Met Police chief Cressida Dick has refused to resign, but there are much larger issues here.
Lack of candour
In order to pick apart some of these issues, The Canary spoke to Netpol’s Kevin Blowe:
The Panel’s call for a duty of candour from the police is one of its most important recommendations, because the Metropolitan Police in particular, but policing in Britain more generally, has an obsessive culture of secrecy.The search for truth and accountability about Daniel Morgan’s death is not the only investigation to have suffered from this institutional rejection of transparency. The Undercover Policing Inquiry has for years faced police obstruction over the release of information, including evidence of the shredding of documents.
At the same time, anyone who has ever tried to obtain documents using freedom of information legislation has discovered the police’s fondness for “law enforcement” or “national security” exemptions that shut down the search for greater understanding about the way policing operates. Forces routinely fail to meet their legal duty to respond promptly and many of the most interesting discoveries from FOIA requests have taken a protracted battle, sometimes for a number of years.
A duty of candour would make an enormous difference in helping people to challenge the police’s secrecy culture.

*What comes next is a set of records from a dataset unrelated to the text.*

PR #834, opened 2023-12-16
[DRAFT] Add sysex load, and SD load commands to DBT. Add sysex logging comman…

tastycode:
- [x] Sysex Logging Works
- [x] Get_started.md updated
- [x] `./dbt loadfw sysex -K <somekey>`
- [x] `./dbt loadfw sd` 

https://github.com/SynthstromAudible/DelugeFirmware/assets/809953/d0928a3e-1ca3-40d5-8798-df331154beca

https://github.com/SynthstromAudible/DelugeFirmware/assets/809953/59424c75-cc7c-405a-b1db-808cd09a5a9d

⚠️ There is still a crash if you ever used logging then tried to send firmware via loadfw/sysex

### DIFF
--- a/scripts/tasks/task-loadfw.py
+++ b/scripts/tasks/task-loadfw.py
@@ -1,14 +1,16 @@
 #! /usr/bin/env python3
-import argparse
-from pathlib import Path
-import subprocess
-import os
-import datetime
-from pathlib import Path
 from iterfzf import iterfzf
+from pathlib import Path
+from pathlib import Path
+from tqdm import tqdm
+import argparse
+import datetime
 import mido
+import os
 import psutil
 import shutil
+import subprocess
+import time
 
 def argparser() -> argparse.ArgumentParser:
     parser = argparse.ArgumentParser(
@@ -143,8 +145,16 @@ def load_sysex(args) -> None:
     if args.verbose:
         print(f"Sending syx file to {device}")
 
+    MAX_KB_SEC = 300
+    bytes_sent_sec = 0
     with mido.open_output(device) as output:
-        for msg in mido.read_syx_file("output.syx"):
+        for msg in tqdm(mido.read_syx_file("output.syx")):
+            bytes_sent_sec +=len(msg.bin())
+            if bytes_sent_sec > MAX_KB_SEC*1024:
+                time.sleep(1)
+                bytes_sent_sec = 0
+            else:
+                time.sleep(0.001)
             output.send(msg)
     print(f"Sent syx file: {args.build} to device {args.device}")
 
--- a/scripts/tasks/task-loadfw.py
+++ b/scripts/tasks/task-loadfw.py
@@ -1,0 +1,115 @@
+#! /usr/bin/env python3
+import argparse
+import subprocess
+import os
+from pathlib import Path
+from iterfzf import iterfzf
+import mido
+import psutil
+import shutil
+
+def argparser() -> argparse.ArgumentParser:
+    parser = argparse.ArgumentParser(
+        prog="loadfw",
+        description="Loads the deluge firmware via SD or sysex (see docs/dev/getting_started.md)"
+    )
+    parser.group = "Development"
+    parser.add_argument(
+        "-B", "--build", help="The firmware image to be sent", default="build/Debug/deluge.bin"
+    )
+    parser.add_argument(
+        "-V", "--verbose", help="Output additional information", default=is_verbose_mode()
+    )
+    subparsers = parser.add_subparsers()
+    subparsers.required = True
+    parser_sd = subparsers.add_parser('sd', help="Loads the deluge firmware via SD")
+    parser_sd.add_argument(
+        "-N", "--name", help="The volume name of the SD card"
+    )
+    parser_sd.set_defaults(func=load_sd)
+
+    parser_sysex = subparsers.add_parser('sysex', help="Loads the deluge firmware via sysex")
+    parser_sysex.add_argument(
+        "-D", "--device", help="The device the firmware image is being sent to", default="Deluge OUT"
+    )
+    parser_sysex.add_argument(
+        "-K", "--key", help="Your deluge insecure developer access key (See settings/community features/allow insecure)", required=True
+    )
+    parser_sysex.set_defaults(func=load_sysex)
+
+    return parser
+
+def is_verbose_mode() -> bool:
+    return os.environ.get('LOADFW_VERBOSE', False) or os.environ.get('DBT_VERBOSE', False)
+
+def run_command(command: list, verbose: bool) -> None:
+    if verbose:
+        print(f"Executing command: {' '.join(command)}")
+
+    result = subprocess.run(command, capture_output=True, text=True)
+    
+    if verbose:
+        print(f"Exit code: {result.returncode}")
+        print(f"Output: {result.stdout}")
+        if result.returncode != 0:
+            print(f"Error: {result.stderr}")
+
+    result.check_returncode()
+
+
+def load_sd(args) -> None:
+    # only list fstype=msdos
+    device_name = args.name
+    if device_name is None:
+        disk_candidates = [part for part in psutil.disk_partitions() if part.fstype == 'msdos']
+        if len(disk_candidates) == 0:
+            raise RuntimeError("No deluge-compatible partitions found")
+        print(f"Available disks: {disk_candidates}")
+        def iter_disks():
+            for disk in disk_candidates:
+                yield disk.mountpoint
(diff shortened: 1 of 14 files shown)


scripts/tasks/task-loadfw.py
```diff
@@ -0,0 +1,157 @@
...
+        source_ts = str(datetime.datetime.fromtimestamp(os.path.getmtime(source_build)))
+        target_ts = str(datetime.datetime.fromtimestamp(os.path.getmtime(dest)))
+            
+        print(f"Copied {source_build} [{source_ts}] to {device_name} {dest} [{target_ts}]")
+    except:
+        print(f"Failed to copy {source_build} to {device_name}")
+        raise
+
+def load_sysex(args) -> None:
+    loadfw_path = Path("./toolchain/darwin-arm64/loadfw")
```
bfredl, line 123: we don't want to hardcode `darwin-arm64` as it might not exist, maybe a generic `toolchain/host` folder for things that are compiled on the host (or get the right toolchain name from some ENV var, I guess)

tastycode: THANK YOU! omg.... i'm so silly

soymonitus:
Are you saying that we are going to be able to debug with just our Deluge connected with USB to the computer?? Does the command flash the last compiled firmware automatically?

tastycode:
> Are you saying that we are going to be able to debug with just our Deluge connected with USB to the computer??

Yes. I've been debugging that way all week and don't have any special hardware. FYI, to make it faster I recommend using USBmidi instead of DIN midi. 

>  Does the command flash the last compiled firmware automatically?

Does "the command"? I created multiple commands in this PR, each with their own job. It's difficult for me to parse this question because it presumes a single command where there are multiple mentioned in the PR description.

- `./dbt loadfw sd`
   
    A script to mitigate common issues with loading firmware to SD
    
     - Accidentally loading a stale image
     - Not noticing that you've inadvertently toggled write protection on the SD
     - Errors that happen here are more noticeable than when doing the same process manually
     
- `./dbt loadfw sysex -K 102120` 

    - Loads firmware over sysex
    - will prompt for confirmation of build image if there is ambiguity or possible staleness
    - If deluge midi ports have changed, allows you to select MIDI ports
    - This will crash the deluge if the below command has been ran even once since last power on
- `./dbt sysex-console` 
   
    Start streaming logs from the deluge. Side effect, deluge will crash if you try to send firmware over sysex while this has ever ran on the deluge. I have to power cycle my deluge IF i was using logging, and i want to flash over sysex. I got used to it, its still faster than SD.
    
    
@m-m-adams Hey there, was wondering if you had any feedback on this. This hasn't been in draft for a bit and just wanted to check in. The only thing that could make me feel better about it (other than fixing that crash issue, but i already spent 8+ hours on it) is ensuring the scripts work as well in windows – i don't have a windows machine.

m-m-adams:
Hey - I'll take a look at it at some point but I'm not really familiar with the sysex firmware loading (beyond the protocol) or dbt. I'm kind of hoping one of the other reviewers gets to it

scripts/tasks/task-sysex-console.py
```diff
@@ -0,0 +1,141 @@
...
+
+    result = subprocess.run(command, capture_output=True, text=True)
+    
+    if verbose:
+        print(f"Exit code: {result.returncode}")
+        print(f"Output: {result.stdout}")
+        if result.returncode != 0:
+            print(f"Error: {result.stderr}")
+
+    result.check_returncode()
```
bobtwinkles, line 49: Since this logic is shared with `task-loadfw`, maybe it could be moved to `util.py` instead?

scripts/toolchain/requirements.txt
```diff
@@ -7,3 +7,8 @@ GitPython==3.1.37
 pyserial==3.5
 ansi==0.3.6
 kconfiglib==14.1.0
+mido==1.3
+python-rtmidi
+iterfzf
+psutil
+tqdm
```
bobtwinkles, line 14: Should lock versions of these dependencies. It might also be wise to make sure this PR branch doesn't break the CI image build. There's a script to simulate what the GH runner will do, here: https://github.com/SynthstromAudible/dbt-toolchain/blob/218b2352b3449045c620de6e306435c372c79ddc/actions-support/simulate_ci_image_build.sh and you'll need to hack the docker manifest here: https://github.com/SynthstromAudible/dbt-toolchain/blob/218b2352b3449045c620de6e306435c372c79ddc/actions-support/ci-image/Dockerfile#L48-L49.

This will require a few gigs of storage space for all the toolchains, and might take 30 minutes or so to run. I'll try to run this myself in the next few days or so if you can't get to it.

src/deluge/io/debug/sysex.cpp
```diff
@@ -80,8 +80,11 @@ void Debug::sysexDebugPrint(MIDIDevice* device, const char* msg, bool nl) {
 	}
 
 	reply[5 + len] = 0xf7;
+	//0xf0, 0x7d, 0x03, 0x40, 0x00, 'm', 's', 'g', 'e', 't', ' ', 't', 'o', ' ', 'd', 'e', 'b', 'u', 'g', 'g', 0xf7
```
bobtwinkles, line 83: Should probably put this before the header, and explain what the components are.

soymonitus:
I always get CHECKSUM FAIL on the Deluge. I did the commands:
 ./dbt build debug -c -DENABLE_SYSEX_LOAD=on
 flashed it from the SD card the first time, then enabled and checked the password in Allow Insecure
 then
 ./dbt loadfw sysex -K 6BB32EB9
 
 But i get the checksum fail always

tastycode:
Okay, thats definitely related to transfer speed. I’ve got a full rewrite
of the entire stack for sysex communication that i accidentally undertook
in the works.i had to do it to enable more agility and less brittleness due
to all the message types i needed for the browser-deluge link.  It’s become
my obsession. It’s a super finicky beast, but i am almost done. I am
finally to the point where my rewrite i actually doing the same thing. So,
this is somehow great to hear that it was iffy on the old sysex stack.

tastycode:
Oh btw. Are you using din midi or UsB for the sysex transfer?

soymonitus:
> Oh btw. Are you using din midi or UsB for the sysex transfer?
I am using USB (adn selecting Deluge Port 1)

m-m-adams:
> > Oh btw. Are you using din midi or UsB for the sysex transfer?
> 
> 
> 
> I am using USB (and selecting Deluge Port 1)

Should be port 3 for sysex

M0R172:
PLEASE everybody help get this into the community FW ASAP, this would make developing so much faster and less painful! I think it would massively increase the speed (and quality, due to easier debugging) of the Deluge Community effort!

Works for me under Linux (Kubuntu 22.04), with an OLED Deluge over USB-MIDI Some Observations:

- I do not get any crashes or other problems using loadfw sysex after sysex-console, I can use both back and forth without problems, using the same midi port or a different one. I was not crazy enough to try them simultaneously from different terminals though...
- "Should be port 3 for sysex" - for me it works with whichever deluge port I select. Is there some reason to prefer 3 for sysex?
- I *sometimes* get the OLED "screen-wrapping" issue after loadfw sysex. I suspect that this has more to do with the chainloading *per se* than with the preceding sysex transfer. A Power cycle always fixes the screen, so maybe there chainload could do some additional "oled reset" to prevent this issue?

m-m-adams:
If deluge isn't sending MIDI to/from anything else then any of the three ports should work, if it is then there are rules for how sysex and other MIDI data should interleave that we don't follow. It's a deliberate choice to use the third port for separation instead

jamiefaye:
I am about to install the Synthstrom SysEx code. We might as well get it over with.

tastycode:
About two weeks ago, i merged upstream changes from my local sysex rewrite
into this branch. I hadnt pushed up my changes because i had as of yet
failed to verify sysex upload. I got sidetracked with some drama with my
roommates and making rent, i’m back but the diff between this pr’s code and
my local is still quite large. Can you just give me the day to at least
force push up my changes? Everything in the code on this PR is nearly two
months oht of date.

soymonitus:
@m-m-adams the latest merged PR about sysex-logging command I think makes this PR unneeded

tastycode:
Can you reference that PR?

soymonitus:
https://github.com/SynthstromAudible/DelugeFirmware/pull/1199

m-m-adams:
Thanks for the contributions, but I believe all of these functions are covered by #1199 

If there's something else added in this PR that I missed please open another pull request!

I suspect that is why the Home Secretary will quietly sideline the idea.
Implications
The findings of the independent panel on the Daniel Morgan inquiry are no doubt heartbreaking for Morgan’s family. They also show a culture of secrecy and protectionism from institutions who should be accountable to the public.
Indications from the panel that they were not fully assisted in their work by either the police or the government fit into a pattern of an undemocratic lack of candour. To see this reflected in requests from journalists is downright scandalous.